In this case we let $W=\text{range}\!\left(T_A\right)$ and $V=\mathbb{R}^m$.

Does this clarify things?
This part makes sense now. Thank you.

6. Originally Posted by leverin4
woops...forgot we were working in $n$ dimensions. So something simple like, in your example in the quote box above, setting

$p: p=t^n$
$q: p=t^n+4$

To finish the proof, I just add:

\begin{aligned}T\left(ap+bq\right)&=\frac{\,d}{\,d t}\left[ap+bq\right]\\ &= \frac{\,d}{\,dt}\left[ap\right]+\frac{\,d}{\,dt}\left[bq\right]\\&=T(ap)+T(bq)\\&=aT(p)+bT(q)\end{aligned}
The second to last line isn't correct. We can't assume its linear! However, note that $\frac{\,d}{\,dt}\left[ap\right]+\frac{\,d}{\,dt}\left[bq\right]=a\frac{\,dp}{\,dt}+b\frac{\,dq}{\,dt}=a T\!\left(p\right)+bT\!\left(q\right)$.
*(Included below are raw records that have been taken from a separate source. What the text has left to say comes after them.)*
Issue #2034, opened 2019-01-09
Schema initialization happens on execution after migration to class-based API


philipkocanda:
After converting our Schema to the class-based API, the initialization (loading of instrumentation, etc.) happens on the first call to `Schema.execute`, whereas it used to happen on application initialization. Since HackerOne has a big schema with a lot of instrumentation, this can take some time; and it caused whichever spec happened to be the first to run to be be slowed down by ~15 seconds, causing build failures in the process.

To work around this we're currently calling `Schema.instrumenters` manually while loading the app, which shaves ~7 seconds off of the first call to `Schema.execute`.

We're open to any suggestions on how to improve the situation!

rmosolgo:
Hey! You've basically found the best way to address it, by forcing the schema loading some way. Another way is calling `MySchema.graphql_definition` at the bottom of the file, which will build out all the caches, etc. 

I'm hoping to eliminate the all-at-once initialization in a future release (1.10?) by building those caches incrementally, but I still have some things to finish up for 1.9 😅

philipkocanda:
Thanks Robert! That's super helpful, looking forward to >1.9 😄

fgrehm:
@rmosolgo I've brought our site down because of this 😅The initial requests were timing out because of this so I'm wondering if there should be a big note about this somewhere for others in case there isn't one already

PR #2363, opened 2019-07-03
Simplify schema boot

rmosolgo:
In the past, building out a GraphQL schema has had two steps: 

- Add root types
- Then, later, traverse those types and build out a full cache of types-by-name 

This is complicated because the traversal can cause files to be autoloaded by Rails, and it can happen at odd times. See #1505 

I want to simplify app boot so that the traversal happens _during_ the attachment of a root type. That will cause the schema to be booted all at once. I'm hoping it will clarify the error messages, for example, when a file has invalid syntax. 

However, it will reduce the "laziness" of a schema, which could make it harder to handle cyclical dependencies. We'll have to cross those bridges as we get to them.

__Breaking changes:__

- For class-based schemas, methods that return types now return class-based types instead of legacy type instances.
- Class-based schemas may not contain `.define`-based types
- Lots of test cases were migrated from `.define`-based scenarios to class-based ones
- The interpreter _requires_ `Analysis::AST`
- `Schema.types` has become expensive because it merges inherited types together and it responds to dynamically-added types. Use `Schema.get_type(name)` for runtime type lookup, instead. 

__TODO__ 

- [x] backport coerce_isolated_input 
- [x] Don't pass `nil` to coerce_* methods
- [x] rename find_type -> get_type (like get_field) 

Fixes #2320

PR #2418, opened 2019-08-07
Add heads up about deferred schema initialization

fgrehm:
Related to https://github.com/rmosolgo/graphql-ruby/issues/2034

We might want to add a note about this somewhere else but I think it is super important for people that are converting to the class based API so that they are not surprised with request timeouts like me 😅


rmosolgo:
Thanks for adding that! I hope it will _stop_ working like that in 1.10 🤞  (working on #2363 )

PR #2421, opened 2019-08-09
Isolate analyzer visits of fragment spreads

### LINKED ISSUE #2419: Wrong AST max complexity computation
To reproduce an error
```ruby
# spec/support/dummy/schema.rb

class MaxSchema < GraphQL::Schema
  query DairyAppQuery

  max_depth 3
  max_complexity 1

  use GraphQL::Analysis::AST
end
```
```ruby
# spec/graphql/analysis/ast/max_query_complexity_spec.rb

describe "should not affected by other plugins" do
  let(:schema) { Dummy::MaxSchema }
  let(:query_string) {%|
    {
      a: cheese(id: 1) { ...cheeseFields }
      b: cheese(id: 1) { ...cheeseFields }
      c: cheese(id: 1) { ...cheeseFields }
      d: cheese(id: 1) { ...cheeseFields }
      e: cheese(id: 1) { ...cheeseFields }
    }

    fragment cheeseFields on Cheese { id }
  |}
  let(:result) { schema.execute(query_string) }

  it "returns an error" do
    assert_equal "Query has complexity of 10, which exceeds max complexity of 1", result["errors"].first["message"]
  end
end
```

**Expected**

`Query has complexity of 10, which exceeds max complexity of 1`

**Actual**

`Query has complexity of 15, which exceeds max complexity of 1`

Problem appeared after https://github.com/rmosolgo/graphql-ruby/pull/2389, but probably it's result of a more complex problem. In quick look, I noticed more frequent call `AST::QueryComplexity#on_leave_field` after adding `max_depth` in schema.

jturkel:
This fixes #2419 by only allowing analyzers to perform isolated visits of fragment spreads which should prevent any unintended interactions between analyzers. I replaced the `enter_fragment_spread_inline` and `leave_fragment_spread_inline` methods on `GraphQL::Analysis::AST::Visitor` with a single `visit_fragment_spread_inline` method that only calls back into the specified `GraphQL::Analysis::AST::Analyzer` instance.  By default `GraphQL::Analysis::AST::Analyzer`s will automatically recurse into fragment spreads but this behavior can be changed by overriding `on_enter_fragment_spread`. This does add a performance hit because each analyzer is independently iterating over fragment spreads but I doubt that will be significant.

This also fixes an issue with the field usage analyzer not recursing into fragment spreads.

### DIFF
--- a/lib/graphql/analysis/ast/analyzer.rb
+++ b/lib/graphql/analysis/ast/analyzer.rb
@@ -41,7 +41,6 @@ module GraphQL
         build_visitor_hooks :document
         build_visitor_hooks :enum
         build_visitor_hooks :field
-        build_visitor_hooks :fragment_spread
         build_visitor_hooks :inline_fragment
         build_visitor_hooks :input_object
         build_visitor_hooks :list_type
@@ -52,6 +51,13 @@ module GraphQL
         build_visitor_hooks :variable_definition
         build_visitor_hooks :variable_identifier
         build_visitor_hooks :abstract_node
+
+        def on_enter_fragment_spread(node, _parent, visitor)
+          visitor.visit_fragment_spread_inline(node, self)
+        end
+
+        def on_leave_fragment_spread(_node, _parent, _visitor)
+        end
 
         protected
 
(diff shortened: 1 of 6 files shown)


rmosolgo:
Sorry for the delay on this. I really want to think about a better _default_ before we introduce duplicate visits!

rmosolgo:
Fixed by #2463 , thanks again for taking this on!!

Taking $T\!\left(ap+bq\right)$ takes care of the constant muliple part as well. So you only need to check this linear combination, instead of the sum and constant multiple parts separately (in other words, its easier and quicker to do both steps in one step).

Does this make sense?

7. Originally Posted by Chris L T521
The second to last line isn't correct. We can't assume its linear! However, note that $\frac{\,d}{\,dt}\left[ap\right]+\frac{\,d}{\,dt}\left[bq\right]=a\frac{\,dp}{\,dt}+b\frac{\,dq}{\,dt}=a T\!\left(p\right)+bT\!\left(q\right)$.

Taking $T\!\left(ap+bq\right)$ takes care of the constant muliple part as well. So you only need to check this linear combination, instead of the sum and constant multiple parts separately (in other words, its easier and quicker to do both steps in one step).

Does this make sense?
ugh, I see my mistake. I'm not a fan of these. Thanks for your help. It's been great.